— ASSIGNMENT —
In this material, which lines include the string "that"? Show them.

— GIVEN INFORMATION —
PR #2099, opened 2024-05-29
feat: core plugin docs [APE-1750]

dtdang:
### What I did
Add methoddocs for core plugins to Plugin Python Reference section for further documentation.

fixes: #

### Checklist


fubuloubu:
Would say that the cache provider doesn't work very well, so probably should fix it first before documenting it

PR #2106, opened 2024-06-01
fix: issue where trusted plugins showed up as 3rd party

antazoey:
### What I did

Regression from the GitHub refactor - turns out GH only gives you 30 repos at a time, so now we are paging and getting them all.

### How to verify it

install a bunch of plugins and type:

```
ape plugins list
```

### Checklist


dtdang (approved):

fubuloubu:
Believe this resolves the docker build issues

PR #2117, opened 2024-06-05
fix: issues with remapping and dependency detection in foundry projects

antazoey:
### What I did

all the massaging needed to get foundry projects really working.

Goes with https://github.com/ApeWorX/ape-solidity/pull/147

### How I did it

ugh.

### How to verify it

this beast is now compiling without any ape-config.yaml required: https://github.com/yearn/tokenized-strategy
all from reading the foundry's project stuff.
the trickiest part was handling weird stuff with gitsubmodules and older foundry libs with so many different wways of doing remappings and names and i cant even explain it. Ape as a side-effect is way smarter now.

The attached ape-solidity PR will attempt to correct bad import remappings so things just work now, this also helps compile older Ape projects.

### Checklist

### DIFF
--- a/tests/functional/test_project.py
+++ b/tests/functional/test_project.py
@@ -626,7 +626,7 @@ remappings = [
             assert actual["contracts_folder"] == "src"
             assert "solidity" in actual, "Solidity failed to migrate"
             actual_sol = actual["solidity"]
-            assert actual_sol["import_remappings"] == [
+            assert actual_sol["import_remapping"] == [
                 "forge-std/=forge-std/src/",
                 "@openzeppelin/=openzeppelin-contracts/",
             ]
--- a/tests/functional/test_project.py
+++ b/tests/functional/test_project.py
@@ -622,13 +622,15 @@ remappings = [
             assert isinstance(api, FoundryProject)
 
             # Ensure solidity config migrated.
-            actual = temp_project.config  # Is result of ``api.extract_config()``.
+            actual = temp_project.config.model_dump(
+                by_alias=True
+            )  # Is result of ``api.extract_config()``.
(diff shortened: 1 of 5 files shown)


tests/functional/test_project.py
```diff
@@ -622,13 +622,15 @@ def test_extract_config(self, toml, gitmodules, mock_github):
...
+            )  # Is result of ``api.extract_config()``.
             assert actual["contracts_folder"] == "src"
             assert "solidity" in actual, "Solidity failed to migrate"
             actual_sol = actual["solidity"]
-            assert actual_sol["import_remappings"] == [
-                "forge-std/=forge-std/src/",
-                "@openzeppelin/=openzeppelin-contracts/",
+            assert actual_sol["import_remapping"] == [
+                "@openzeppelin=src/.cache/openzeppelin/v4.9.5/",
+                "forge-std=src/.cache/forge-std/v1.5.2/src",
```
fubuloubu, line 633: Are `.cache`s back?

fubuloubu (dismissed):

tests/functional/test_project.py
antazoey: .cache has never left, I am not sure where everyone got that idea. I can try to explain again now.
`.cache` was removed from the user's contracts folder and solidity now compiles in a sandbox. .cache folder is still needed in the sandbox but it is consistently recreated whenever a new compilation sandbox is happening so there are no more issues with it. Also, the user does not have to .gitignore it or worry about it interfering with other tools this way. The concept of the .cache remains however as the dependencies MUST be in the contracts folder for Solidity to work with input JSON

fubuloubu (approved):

— ANSWER BOX —
Would say that the cache provider doesn't work very well, so probably should fix it first before documenting it
antazoey: .cache has never left, I am not sure where everyone got that idea. I can try to explain again now.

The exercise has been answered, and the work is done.